I founded The First Light Institute of Photography, a non-profit organization, as a platform for education for unprivileged students who could never afford to have any form of education. I started offering affordable photography classes and workshops for hundreds of aspiring photography students. Later, I created a One to One photography workshop which is personalized for adult students coming from all around the world to Dhaka. The earnings from these photography classes and workshops go back into the school to support free education for young impoverished children and older students usually living in rural areas who have no resources to continue their education due to lack of funds or materials.

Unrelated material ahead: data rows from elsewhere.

PR #883, opened 2017-01-19
DDS-731 align kind relations

dmlond:
I removed many of the kind shared_example expectations
This requires us to explicitly define them in the models, either in the kind definition, or the 
ProvRelation definition. This is actually better, as it forces us to clearly state the expected kind that is reported in the api documentation.


dmann (approved):
👍

PR #894, opened 2017-01-26
DDS-784 log level configuration develop

dmann:


dmlond (approved):
We want to monitor dev closely if we set the log level to :debug. We had memory issues last time for reasons that I cannot recall.

PR #898, opened 2017-01-27
changing the DataFile upload.size mapping

dmlond:
from integer (2^^32-1) to long (2^^63-1)

https://github.com/karmi/retire/issues/474


dmann (approved):
🥇

PR #902, opened 2017-02-02
DDS-715 auth service affiliates

dmlond:
implements:
- get /auth_services/:id/affiliates
- get /auth_services/:id/affiliates/:uid
- post /auth_services/:id/affiliates/:uid/dds_user

adds concept of affiliate_search to auth_providers
auth_providers support affiliate_search if they belong_to an identity_provider

affiliate search endpoints return an exception if the auth_service does not support affiliate_search


dmlond:
I need to add rake tasks for identity_provider management. Hold off on the review

app/api/dds/v1/auth_providers_api.rb
```diff
@@ -28,6 +57,113 @@ class AuthProvidersAPI < Grape::API
...
+          authentication_service_id: params[:id],
+          uid: affiliate_params[:uid]
+        ).exists?
+          affiliate_exists_error!
+        else
+          auth_service = AuthenticationService.find(params[:id])
+          if auth_service.identity_provider.nil?
+            unsupported_affiliate_search_error!
+          else
+            auth_service.identity_provider.affiliates(affiliate_params[:full_name_contains])
```
dmann: I think we're going to have to figure out a way to paginate these results at some point.

dmann: Since this will be a breaking change, should we paginate before merging?

app/models/identity_provider.rb
```diff
@@ -0,0 +1,4 @@
+class IdentityProvider < ActiveRecord::Base
```
dmann, line 1: Since `IdentityProvider` is an interface, I think it would be good to add `affiliate` and `affiliates` methods that raise NotImplementedError, to ensure that child classes implement them.

app/models/ldap_identity_provider.rb
```diff
@@ -0,0 +1,37 @@
...
+  end
+
+  def affiliates(full_name_contains=nil)
+    return [] unless full_name_contains && full_name_contains.length > 3
+    ldap_search(
+      Net::LDAP::Filter.construct("displayName=*#{full_name_contains}*")
+    )
+  end
+
+  def ldap_search(ldap_filter)
```
dmann: I think `ldap_search` should be private.

spec/factories/users.rb
```diff
@@ -1,7 +1,7 @@
 FactoryGirl.define do
   factory :user do
     etag { SecureRandom.hex }
-    sequence(:username) { |n| "#{Faker::Internet.user_name}_#{n}" }
+    sequence(:username) { |n| "#{Faker::Name.first_name}_#{n}" }
```
dmann: `Faker::Name.first_name` includes names with apostrophes, like D'Angelo, which can lead to transient test failures.  :(

spec/models/ldap_identity_provider_spec.rb
```diff
@@ -0,0 +1,78 @@
...
+  subject { auth_provider.identity_provider }
+  let(:auth_provider) { FactoryGirl.create(:openid_authentication_service, :with_ldap_identity_provider) }
+  let(:test_user) { FactoryGirl.attributes_for(:user) }
+
+  describe 'validations' do
+    it { is_expected.to validate_presence_of :ldap_base }
+  end
+
+  describe 'affiliate' do
+    it { is_expected.to respond_to(:affiliate) }
```
dmann: You can get rid of the following context by replacing the above with:
```
it { is_expected.to respond_to(:affiliate).with(1).argument }
```

dmann: https://www.relishapp.com/rspec/rspec-expectations/docs/built-in-matchers/respond-to-matcher

spec/models/ldap_identity_provider_spec.rb
```diff
@@ -0,0 +1,78 @@
...
+
+  subject { auth_provider.identity_provider }
+  let(:auth_provider) { FactoryGirl.create(:openid_authentication_service, :with_ldap_identity_provider) }
+  let(:test_user) { FactoryGirl.attributes_for(:user) }
+
+  describe 'validations' do
+    it { is_expected.to validate_presence_of :ldap_base }
+  end
+
+  describe 'affiliate' do
```
dmann: Nit picky, but please prepend method names with `#` for instance and `::` for class methods.

spec/models/ldap_identity_provider_spec.rb
```diff
@@ -0,0 +1,78 @@
...
+      it {
+        is_expected.to be
+        is_expected.to be_a User
+        is_expected.not_to be_persisted
+        expect(subject.display_name).to eq test_user[:display_name]
+      }
+    end
+  end
+
+  describe 'affiliates' do
```
dmann: Please prepend method name with `#`

spec/support/ldap_shared_examples.rb
```diff
@@ -0,0 +1,91 @@
...
+      expected_entry[:uid] = test_user[:username]
+      expected_entry[:givenName] = test_user[:first_name]
+      expected_entry[:sn] = test_user[:last_name]
+      expected_entry[:mail] = test_user[:email]
+      expected_entry[:displayName] = test_user[:display_name]
+      expected_entry
+    }
+  }
+  before do
+    allow_any_instance_of(Net::LDAP).to receive(:search).and_return(expected_entries)
```
dmann, line 15: Cool! I'm sure there are other places in our code that could use this technique.

dmann (changes requested):
Looks good for the most part. Just asking for a few minor changes.

app/api/dds/v1/auth_providers_api.rb
dmlond: go ahead and merge. We will need to work through a cycle of customer feedback, Matt specifying API design for pagination, developer spiking LDAP pagination and implementation as a new feature.

dmlond:
all but pagination are addressed

app/api/dds/v1/auth_providers_api.rb
dmann: @Donmurry what do you think?

Donmurry: Hmm, I think it might be best to add pagination in now, if possible.  If spike of LDAP pagination is going to take weeks vs days, then i say we can skip it.  But if we can incorporate it now, I think thats better than not.  We can weigh the cost of development now vs cost later.

dmann: If the decision is to skip pagination, it would be good to inform the client developers of this decision and the reasoning behind it. I think they would appreciate a warning that, if they submit a query with 3 characters, they're likely to get a firehose of data OR at request timeout. That way when both of those outcomes eventually happen, hopefully, they won't make an "issue" out of it...

dmlond: https://github.com/ruby-ldap/ruby-net-ldap/blob/e4c46a223a19feda78393a793711353aa1febdcd/lib/net/ldap/connection.rb

I really dont think the ruby net-ldap search interface allows you access to pagination. They paginate the results under the hood, but they repeatedly search until all results are returned before returning to the caller with all the results.  They do allow you to send a maximum size, and time value (this might be useful to prevent timeouts), but these just end up minimizing each call to get the next page's results, while still continuously getting each pages results until they are all returned.

If we want to support pagination, we will have to do it wastefully, e.g. get all results, skip to N, add until M, break. This would satisfy clients requirement if they end up needing pagination, but would not prevent server timeouts of memory explosions.

dmann: I feel strongly that this endpoint needs to limit the number of returned results. The pagination default is 100, with a max of 1000. Ideally, the client would have the ability change this limit via the `per_page` parameter.

While it would be nice to do a full implementation of pagination, I don't believe that is necessary. That is, I don't think that we need to allow clients to use the `page` parameter. In fact, if `page` is provided, I suggest returning a "Not Implemented" or "Not supported by Identity Provider" error of some kind.

This is a technical limitation of ldap and that shouldn't dictate how our interface works. Let's say that you initially setup the affiliates endpoints with an identity provider that supported pagination and you were easily able to add support for `per_page` and `page`. Feature released, done. Now, you have to add a second identity provider that does not support pagination. What do you do? Remove pagination from the endpoint? Probably not. This is the way that I'm approaching this problem and hopefully provides context to my suggestions above.

dmann (approved):

PR #911, opened 2017-02-10
DDS-809 fix request timeout develop

dmann:
The puma worker_timeout configuration only works in cluster mode, which I don't think our deployment uses:

http://www.rubydoc.info/github/puma/puma/Puma%2FConfiguration%2FDSL%3Aworker_timeout

We should use the Rack::Timeout gem as described here:

https://devcenter.heroku.com/articles/deploying-rails-applications-with-the-puma-web-server#timeout

https://github.com/heroku/rack-timeout/tree/v0.4.2


dmlond (dismissed):
we all need to remember to docker-compose `build server`

dmlond (approved):
👍

dmann:
WTF Github!

PR #913, opened 2017-02-10
DDS-809 fix request timeout prod

dmann:
The puma worker_timeout configuration only works in cluster mode, which I don't think our deployment uses:

http://www.rubydoc.info/github/puma/puma/Puma%2FConfiguration%2FDSL%3Aworker_timeout

We should use the Rack::Timeout gem as described here:

https://devcenter.heroku.com/articles/deploying-rails-applications-with-the-puma-web-server#timeout

https://github.com/heroku/rack-timeout/tree/v0.4.2

### DIFF
--- a/Gemfile
+++ b/Gemfile
@@ -18,6 +18,7 @@ gem 'puma'
 gem 'rack', '1.6.4' # Remove in rails 5
 gem 'rack-cors', :require => 'rack/cors'
 gem 'grape-middleware-lograge'
+gem "rack-timeout"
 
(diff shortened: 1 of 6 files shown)


dmann:
Please wait to merge this. Rack::Timeout works, but returns a 500 error instead of a 503. I would like to create a test and ensure that a 503 with a reasonable message is returned.

dmann:
This will be applied when v1.1.2 is merged to production via ua_test

PR #915, opened 2017-02-14
[Please don't merge] - Add S3 as a storage provider

colakong:
Hi DDS devs,

I've abstracted out Swift and S3 as storage providers, using Ruby mixins. Operations I've tested for Swift all work. S3 operations like creating a bucket, object work, but the steps after object creation fail when using S3 provider (`get_object_metadata`). It looks like other models (like `upload.rb`) assume a Swift-like process for uploading chunks, which causes confusion when used blindly with S3 provider (code ends up saving chunks as objects instead of an object-of-chunks, and then tries to get metadata for an object-of-chunks that doesn't exist)

In order to get it fully working I think I'd also need to abstract out `upload.rb` into Swift-style and S3 styles of uploads too. Maybe for S3 we'd create and keep track of an S3 multi-part upload object, and use that with each call to `/uploads/{id}/chunks`.

I wanted to create the PR so that you could see what I've done so far, and maybe let me know if this is the right approach. This is my first time using Ruby and Ruby on Rails :blush:


dmlond:
Hi,
This is really cool. Thanks for working this out. We plan on adding S3 support in our roadmap, but we are not quite ready to do that yet. I would really like to put this code in a separate branch so that we can have it ready when we do go forward. I am going to create an s3_storage_provider branch, and close this PR. Can you please submit a new PR from your s3_storage_provider branch to ours. I would really appreciate it.

dmlond:
also, we are in the process of upgrading our versioning system.  I created our s3_storage_provider branch off our latest stable version (v1.1.1). You might need to change your s3_storage_provider branch to reflect what is in v1.1.1. I am not sure when you forked from our develop, but it will not likely be that different.

PR #918, opened 2017-02-14
Add S3 storage provider

colakong:
Hi @dmlond, DDS devs,

Here's a PR for adding S3 as a storage provider to DDS. It's based on the v1.1.1 tag, and leaves out some of the dev-environment stuff I had in [the previous PR](https://github.com/Duke-Translational-Bioinformatics/duke-data-service/pull/915).

Like I mentioned in the previous PR, other models (like `upload.rb`) would still need to be updated for it to work properly.


dmlond:
Thanks so much.

PR #927, opened 2017-02-16
[DEVELOP] Using Batched Elasticsearch Indexing

dmlond:


dmann (approved):
...batches of 500 or FEWER!!!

Three years ago, I set up a branch of First Light to educate unprivileged children under a tree with 30 young students. Then I built a school building and now I am building an extension for the students, as there are currently 160 poor children who get free education up to class 5. There are 10 teachers employed who receive monthly wages and training. The students come from eight different villages that have an entirely uneducated adult population working as day laborers and small craftspeople. These children will be the first generation to ever be educated in this region.

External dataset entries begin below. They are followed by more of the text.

PR #936, opened 2017-02-20
Bug Fix: random auth_provider test failures

dmann:
AuthProvider#affiliates allows full_name_contains to be 3 characters

### DIFF
--- a/app/models/ldap_identity_provider.rb
+++ b/app/models/ldap_identity_provider.rb
@@ -10,7 +10,7 @@ class LdapIdentityProvider < IdentityProvider
   end
 
   def affiliates(full_name_contains=nil)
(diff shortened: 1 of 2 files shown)


app/models/ldap_identity_provider.rb
```diff
@@ -10,7 +10,7 @@ def affiliate(uid)
   end
 
   def affiliates(full_name_contains=nil)
-    return [] unless full_name_contains && full_name_contains.length > 3
+    return [] unless full_name_contains && full_name_contains.length >= 3
```
dmlond, line 13: my bad

dmlond (approved):
thanks for fixing :1st_place_medal:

In addition, I personally oversee the education of 500 unprivileged children who are continuing their education through my offered scholarships. Establishing The First Light Institute of Photography has led me to many other photography ideas and humanitarian projects which are still evolving.
You are a wonderful storyteller, both in pictures and through the short text that you share. How do you go about finding the stories you want to focus on?

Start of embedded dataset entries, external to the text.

PR #941, opened 2017-02-21
DDS-810 remove portal from api repo

dmann:
Recompile Gemfile.lock


dmlond (approved):
I wonder if there is a local [git hook](http://githooks.com/) we could write to check that Gemfile.lock is changed if Gemfile is changed?

PR #260, opened 2015-10-06
Hw1 final submit

scheng95:


HW1/P2/P2.txt
```diff
@@ -1 +1,20 @@
...
+image of the Mandelbrot set did not require many iterations at all, and many
+others required close to our maximal number of iterations, randomly distributing
+the coordinates could only do so much to balance the load.
+
+While this strategy isn't ideal, it is strong in that it works as a base for
+many calculations in general, it is easy to implement, and it introduces very
+little calculation overhead. This is on the opposite end of the spectrum from
+first fully calculating the Mandelbrot set and using those results to define a
+function to repartition your initial RDD of coordinates into a perfectly
+load-balanced partitions.
```
Chongmoliu: nice explanation.

HW1/P3/P3.txt
```diff
@@ -1 +1,17 @@
...
+        u'reast',
+        u'resat',
+        u'stare', 
+        u'stear',
+        u'strae',
+        u'tares',
+        u'tears',
+        u'teras'
+    ]
+)]
```
Chongmoliu: nice work, I got the similar result.

HW1/P6/P6.py
```diff
@@ -0,0 +1,54 @@
...
+    current = seed[i][0]
+    prose.append([current[0], current[1]])
+    for j in range(2, WORDS_PER_PHRASE):
+        space = grouped_phrases.lookup(current)[0]
+        if len(space) == 0:
+            break
+        prose[i].append(random.choice(space))
+        current = (prose[i][j - 1], prose[i][j])
+
+print prose
```
Chongmoliu: Good way to construct the RDD. But I'm wondering could the random choice in "space" keep the bias on the count?

HW1/P4/P4_bfs.py
```diff
@@ -0,0 +1,20 @@
...
+def rdd_bfs(root, graph, sc):
+    visited = sc.accumulator(set(), SetAccumulatorParam());
+    neigh_set = set([root])
+    while neigh_set:
+        curr_visited = visited.value
+        # not doing any calls to collect, only using the accumulator
+        graph.filter(lambda (k, v): k in neigh_set).foreach(lambda (k, v): visited.add(set(v)))
+        neigh_set = visited.value - curr_visited
+    # only need nodes touched, not distances
+    return visited.value
```
Chongmoliu: Good job. The way you use the accumulator looks inspiring to me.

HW1/P2/P2.txt
```diff
@@ -1 +1,20 @@
-# Your discussion here
+The strategy I used to more evenly distribute work over partitions was to
+randomize distribution of coordinate points. I found that using Spark's native
+repartition function gave a distribution of work centered closer to lower
+numbers of iteration, while first randomizing input coordinates with the
```
zhiqianseah: Nice comparison! I wonder if there is more time overhead in repartitioning. And shouldn't repartition give essentially the same results as a shuffle?

HW1/P2/P2b.py
```diff
@@ -1,3 +1,31 @@
...
+PART_DIM = 10
+PLOT_BINS = 20
+
+sc = SparkContext("local", "Mandelbrot load balanced")
+
+# randomize coordinates first, then partition as in default
+rand_coords = range(GRID_DIM)
+random.shuffle(rand_coords)
+dim_1 = sc.parallelize(rand_coords, PART_DIM)
+grid = dim_1.cartesian(dim_1)
```
zhiqianseah: I am not sure how the cartesian function does things, but I got a better shuffle results when I call "shuffle(x_y_coordinates)" directly (ie not using the cartesian)

HW1/P4/P4.py
```diff
@@ -0,0 +1,32 @@
...
+from P4_bfs import *
+
+sc = SparkContext("local", "Marvel charater graph")
+
+# read in marvel data
+marvel_csv = sc.textFile("source.csv")
+
+# parse and format into RDD
+marvel_rdd = marvel_csv.map(lambda l: l.split('"'))
+marvel_rdd = marvel_rdd.map(lambda (a, b, c, d, e): (d, b))
```
zhiqianseah: Interesting use of split. I didn't think of that!

HW1/P6/P6.py
```diff
@@ -0,0 +1,54 @@
...
+
+sc = SparkContext("local", "Shakespeare")
+
+shakes = sc.textFile("Shakespeare.txt")
+
+# take out strings that are only numbers, empty, or only upper
+shakes_words = shakes.map(lambda l: l.split(" ")).flatMap(lambda l: l)
+shakes_words = shakes_words.filter(lambda w: not w.isdigit())
+shakes_words = shakes_words.filter(lambda w: len(w) > 0)
+shakes_words = shakes_words.filter(lambda w: not w.isupper())
```
zhiqianseah: I think you missed out the words that are capitalized and ends with a period?

HW1/P6/P6.py
zhiqianseah: Yup, I agree with Chongmo, I am not sure how the bias is calculated. The way I did it is to avoid the Counter, and use the random.choice of a list with repeated entries. Simple way to ensure that a weighted choice is taken

HW1/P4/P4_bfs.py
```diff
@@ -0,0 +1,20 @@
...
+    def addInPlace(self, v1, v2):
+        return v1 | v2
+
+def rdd_bfs(root, graph, sc):
+    visited = sc.accumulator(set(), SetAccumulatorParam());
+    neigh_set = set([root])
+    while neigh_set:
+        curr_visited = visited.value
+        # not doing any calls to collect, only using the accumulator
+        graph.filter(lambda (k, v): k in neigh_set).foreach(lambda (k, v): visited.add(set(v)))
```
zhiqianseah: I am not sure if the filter is in-place, but an optimization will be to filter out the neigh_set from the graph, so that you have decreasing number of nodes to work with

HW1/P6/P6.txt
```diff
@@ -1 +1,12 @@
...
+  [u'life,', u'One', u'time', u'will', u'come', u'and', u'crush', u'us', u'to', u'compel', u'this', u'offer;', u'And', u'it', u'appears', u'she', u'lives', u"unharm'd.", u'She', u'will'],
+  [u'our', u'reward,', u'thy', u'conscience', u'flies', u'out.', u"'Tis", u'well', u'blown,', u'lads.', u'This', u'morning,', u'uncle.', u'What', u'were', u'best', u'not', u'know', u'thou', u'wouldst?'],
+  [u'gentle', u'wife?', u'No', u'so,', u'my', u'lord.', u'hope,', u'my', u'verse', u'can', u'sit,', u'Your', u'own', u'desert?', u'Ay,', u'not', u'mine', u'own.', u'How', u'darkly'],
+  [u'Rome', u'Which', u'signifies', u'what', u'hate', u'feed', u'not.', u'Dost', u'hate', u'a', u'proud', u'man', u'that', u'dares', u'not', u'fight!', u'No', u'words!', u'Of', u'other'],
+  [u'these', u'years?', u'say', u'my', u'prayers,', u'would', u'repent.', u'Enter', u'Now!', u'whence', u'come', u'you?', u'Fal.', u'My', u'own', u'knee?', u'Fal.', u'My', u'own', u'flesh'],
+  [u'his', u'los', u'To', u'new', u'remembrance.', u'For', u'full', u'well', u'befits,', u'For', u'still', u"'tis", u'just.', u'Why,', u'how', u'now,', u'sons', u'and', u'brothers?', u'Tell']
+]
```
zhiqianseah: Minor point, but it will be nice if you put them into a string, rather than giving a list of words

HW1/P4/P4_bfs.py
zhiqianseah: Agreed, the way you use accumulator is really cool

HW1/P2/P2b.py
```diff
@@ -1,3 +1,31 @@
...
-# Your code here
+# constants
+GRID_DIM = 2000
+PART_DIM = 10
+PLOT_BINS = 20
+
+sc = SparkContext("local", "Mandelbrot load balanced")
+
+# randomize coordinates first, then partition as in default
+rand_coords = range(GRID_DIM)
```
oyuchoi, line 14: This partitioning seems to be done in the python driver rather than in SPARK

HW1/P6/P6.py
oyuchoi, line 26: Yes, it looks like "WORD.".isupper() returns TRUE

With every picture you take, you enter into a space that is unknown to you as a photographer. In the beginning, it feels like forbidden territory, a place you are not supposed to enter surrounded by borders of privacy you are not supposed to cross. You, the photographer, are there at a factory, an old age home, or a brothel with your simple black bag hanging from your shoulder, eyeing everything around you as you are eyed by the people there.
The first days following these intrusions I never take pictures because they would not be good. I wouldn’t know the people I met; I wouldn’t understand the place I had just entered so my photography would be stale and meaningless. But there is always that moment when it feels completely natural to open that bag. However, there is no way of telling why it comes. Suddenly, I have a friendly conversation, or the afternoon light makes everybody around me relaxed and mellow, or someone looks at me in a trusting, yet familiar way.
[continued] Then I take out my camera, and for me and everybody around me, it is the most natural thing to do. There is consent. People don’t accuse me or reject me or pose in unnatural ways. They are just there, doing what they normally do. Then I click away, and it feels like a conversation, a conversation between me and the people, between me and the location, between me and the light, between me and the souls that make this place alive. In such moments a landscape becomes a soulscape.
Afterward, life where I am working becomes trivial again, and the next day everybody asks for their photographs. There is no difference if the people are girls from a brothel, children who work in a factory, or farmers from the countryside. But these little exchanges bring us closer to each other, and the ties between us, which started with small talk and conversation and continued with the first pictures I took, will begin to become deeper and more meaningful, and so will the pictures I take.
The closer I get to them and the deeper our friendship becomes, the simpler my photography gets. I am no longer looking for special angles or artistic points of views; I just open myself to these people, take a good look, frame, and wait for the right moment. When I head home, I have all the moments that I missed in my head, and they will become my source of inspiration in the days to come.